I need to calculate the integral
$$ \int_{|x| \le r} f(x) \, dx $$ of a function in the $r$ ball in $\mathbb{R}^n$, using the standard Lebesgue measure.
Take $f(x) = 1$, that is naturally the volume of the ball in $\mathbb{R}^n$ if we use the Euclidean norm. But if we use the Chebyshev distance, that ball is an hypercube and the volume, in the Lebesgue measure, is just $r^n$. They are both related by a constant factor tough, namely $\frac{\pi^{n/2}}{\Gamma(\frac{n}{2}+1)}$.
So, I wonder what measure could give rise to an integral over the Chebyshev ball that keeps the same value for an arbitrary $f(x)$... is this possible? up to a factor?
I believe/suspect this may have to do with a Radon-Nikodym derivative between measure above and the Lebesgue measure, but again which measure?

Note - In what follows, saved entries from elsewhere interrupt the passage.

PR #840, opened 2026-04-26
Trusted Mint State Ownership

### LINKED ISSUE #839: fix(auctions): tie trusted mint form state to source of truth
## Problem

The auction form initializes `trustedMints` from `availableMints` only once — in the `useState` lazy initializer at mount time. If `availableMints` changes after mount (e.g. dev mode toggle, app stage change, async config load), the form's mint selection drifts from the current source of truth.

This means a user who opens the form in staging (with dev test mints pre-selected) could publish an auction with dev-only mints if the environment changes before they submit. Conversely, if new mints are added to the available set while the form is open, the user won't see them.

## Scope

- Add a `useEffect` + `useRef` to sync `formData.trustedMints` when `availableMints` changes
- Sync strategy: add newly-available mints, remove disappeared mints, preserve user's explicit removals
- Extract the sync logic into a pure, unit-testable function
- Add unit tests for the sync function
- Add Playwright E2E tests for the form mint UI

## Files

- `src/components/sheet-contents/auctions/AuctionFormContent.tsx` — add sync effect
- `src/lib/auctionMintSync.ts` (new) — pure `syncMintSelection` function
- `src/lib/__tests__/auctionMintSync.test.ts` (new) — unit tests
- `e2e-new/tests/auction-mint-state.spec.ts` (new) — E2E tests

## Follow-up to

#813

## Design doc

See `docs/plans/trusted-mint-state-ownership.md` in the `fix/auction-trusted-mint-state-ownership` branch for the full implementation plan.

c03rad0r:
Fixes a bug where the auction form's trusted mint selection could drift out of sync with the current source of truth (`availableMints`), and adds the ability for users to add custom mint URLs and recover when mints go offline and come back.

**Reviewer feedback addressed:**

- Mints should stay in the selection when they go offline (user chose them, they may come back)
- User should be able to recover from a mint going away and coming back (explicit removals are remembered)
- User should be able to add mints that aren't in the `availableMints` list (e.g. offline mints, custom mints)

### `src/lib/auctionMintSync.ts` — pure sync function

Accepts a new `userRemovedMints: Set<string>` parameter. Changed behavior:

| Scenario                                   | Behavior                                               |
| ------------------------------------------ | ------------------------------------------------------ |
| New mint appears in `availableMints`       | Added to selection (unless user explicitly removed it) |
| Mint disappears from `availableMints`      | **Kept** in selection (user chose it, may come back)   |
| Returning mint the user explicitly removed | **Not** re-added                                       |
| Returning mint the user did not remove     | Re-added                                               |
| Custom mint not in `availableMints`        | Preserved in selection                                 |

Previous behavior auto-removed offline mints, which prevented recovery.

### `src/components/sheet-contents/auctions/AuctionFormContent.tsx` — form UI

- Added `userRemovedMintsRef` (a `useRef<Set<string>>`) to track mints the user explicitly removed via the X button
- `removeMint()` adds the mint to the removal set; `addMint()` clears it
- Added a free-text input + button below the suggestion list so users can type any mint URL and add it
- Passed `userRemovedMints` through to `syncMintSelection` in the `useEffect`

### `src/lib/__tests__/auctionMintSync.test.ts` — unit tests

7 existing tests updated for new signature + 4 new tests = **11 total**:

- Adds newly available mints
- Does not auto-remove mints that leave `availableMints`
- Preserves user explicit removals
- Handles add and keep simultaneously
- Empty selection with new available mints
- All mints removed from available but kept in selection
- No change when available is identical reference
- Returning mint is not re-added when user explicitly removed it
- Returning mint IS re-added when user did not remove it
- Custom mint not in `availableMints` is preserved in selection
- Does not duplicate mints already in selection

### `e2e-new/tests/auction-mint-state.spec.ts` — Playwright E2E

2 existing + 3 new = **5 total**:

1. Trusted mints initialize with available mints
2. User can remove a mint and the form stays valid
3. User can add a custom mint URL via text input
4. User can re-add a previously removed mint via text input
5. Empty text input does not add a mint

## Test Results

| Category              | Result                                                                                    |
| --------------------- | ----------------------------------------------------------------------------------------- |
| Unit tests            | 11/11 pass                                                                                |
| Playwright E2E        | 5/5 pass                                                                                  |
| Prettier format check | pass                                                                                      |
| Manual validation     | 7/7 pass (Test 8 — full publish — skipped: requires NIP-60 wallet seed, pre-existing gap) |

## Manual Test Scenarios (for reviewer)

1. Open auction form -> Auction tab -> verify all mints initialized as selected
2. Click X on a mint -> verify it moves to unselected section
3. Remove all but one mint -> verify last X is disabled with tooltip
4. Click + on unselected mint -> verify it moves back to selected
5. Type custom URL in text input -> press Enter -> verify it appears in selected list
6. Leave text input empty -> verify + button is disabled
7. Remove a mint, type same URL in text input, press Enter -> verify it reappears

## Files Changed

| File                                                            | Change                                               |
| --------------------------------------------------------------- | ---------------------------------------------------- |
| `src/lib/auctionMintSync.ts`                                    | Pure function: no auto-remove, respect user removals |
| `src/lib/__tests__/auctionMintSync.test.ts`                     | 11 unit tests                                        |
| `src/components/sheet-contents/auctions/AuctionFormContent.tsx` | Free-text input + removal tracking                   |
| `e2e-new/tests/auction-mint-state.spec.ts`                      | 5 E2E tests                                          |


c03rad0r:
* should still be able to add mints to allowed mints when the mint is offline
* should be able to recover from mint going away and coming back
*

c03rad0r:
Is this what you had in mind @plebomoto ?

Franchovy:
Just on architecture... Pretty sure we are not supposed to let users add custom mints for now. Since that could mean they use auctions as a rug-pull operation using a malicious mint.

src/components/sheet-contents/auctions/AuctionFormContent.tsx
```diff
@@ -555,6 +574,24 @@ function AuctionTabContent({
 						))}
 					</div>
 				)}
+
+				<div className="flex gap-2 mt-3">
+					<Input
+						placeholder="Enter mint URL..."
```
Franchovy: See my comment: For now we should not allow adding custom mints (malicious mint / rug pull risk)

Franchovy (changes requested):

src/components/sheet-contents/auctions/AuctionFormContent.tsx
maximotodev: I agree with @Franchovy here: I don’t think we should allow arbitrary custom mint entry in this PR.

Trusted mints become signed auction `mint` tags, so this is Cashu trust policy, not just form UI. For this PR, I’d remove the free-text input and keep the scope to syncing/preserving mints from the approved `availableMints` source.

src/components/sheet-contents/auctions/AuctionFormContent.tsx
```diff
@@ -290,19 +293,35 @@ function AuctionTabContent({
...
 		if (selectedMints.includes(mint)) return
 		setFormData((prev) => ({ ...prev, trustedMints: [...prev.trustedMints, mint] }))
+		if (userRemovedMints.has(mint)) {
+			const next = new Set(userRemovedMints)
+			next.delete(mint)
+			onUserRemovedMintsChange(next)
+		}
+	}
+
+	const addCustomMint = () => {
```
maximotodev: I’d remove this path for now. Supporting arbitrary custom mints needs a separate product/security decision because a seller-controlled malicious mint could create rug-pull risk for auction bidders.

This PR can still solve the state ownership bug without custom mint support.

e2e-new/tests/auction-mint-state.spec.ts
```diff
@@ -0,0 +1,124 @@
...
+
+		await removeButtons.first().click()
+
+		const afterCount = await removeButtons.count()
+		expect(afterCount).toBe(initialCount - 1)
+
+		await expect(merchantPage.getByTitle('At least one mint is required').or(merchantPage.getByTitle('Remove mint')).first()).toBeVisible()
+	})
+
+	test('user can add a custom mint URL via text input', async ({ merchantPage }) => {
```
maximotodev: If we remove arbitrary custom mint entry from this PR, this test should go too. I’d keep E2E coverage focused on approved mints: initialized selected mints, removing a mint, preserving offline/previously selected mints, and re-adding from the available list.

maximotodev (changes requested):
Thanks for the work here. I agree with the direction on the core state ownership fix: selected trusted mints should stay tied to current `availableMints` without silently deleting user-selected mints when a mint goes temporarily offline.

I also agree with Franchovy’s concern: I don’t think this PR should allow arbitrary custom mints yet.

Trusted mints are not just UI preferences. They become signed `mint` tags on the auction event, so allowing free-form custom mints changes the auction’s Cashu trust policy. Until there is an explicit product/protocol decision around custom mint trust, malicious mint risk, buyer warnings, and settlement/recovery behavior, I think this PR should stay narrower.

Suggested scope for this PR:

1. Keep the `syncMintSelection` behavior.
2. Preserve selected mints when they disappear from `availableMints`.
3. Remember explicit user removals so returning mints are not silently re-added.
4. Allow users to re-add mints from the approved/available list.
5. Remove the free-text custom mint input and the E2E tests that depend on arbitrary custom mint entry.

Then custom mint support can come later as a separate, explicit feature with its own threat model and UX.

Franchovy:
Also head's up @c03rad0r I think the target branch should be `origin/auctions/cashu-p2pk-path-oracle-v1`

c03rad0r:
Superseded by: https://github.com/PlebeianApp/market/pull/890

Assume that the integral over a cube wrt. measure $\mu_1$ is the same as the integral over a (Euclidean) ball wrt. a measure $\mu_2$ for all functions. Let $Sq=[-1,1]^n$ and $B=\{x: \|x\|_2\leq 1\}$, and $f$ be an integrable function (wrt. both measures). Then we have $$ \int_B f\mathrm{d}\mu_1=\int_{Sq} f\mathrm{d}\mu_2=\int_B f\mathrm{d}\mu_2 + \int_{Sq\setminus B} f\mathrm{d}\mu_2 $$ which is independent of $f|_{Sq\setminus B}$ due to the left hand side, so $\mu_2$ is zero on $Sq\setminus B$. This holds for any $f$, so you get that $\mu_2(X)=\mu_1(X\cap B)$ for any measurable $X\subseteq Sq$.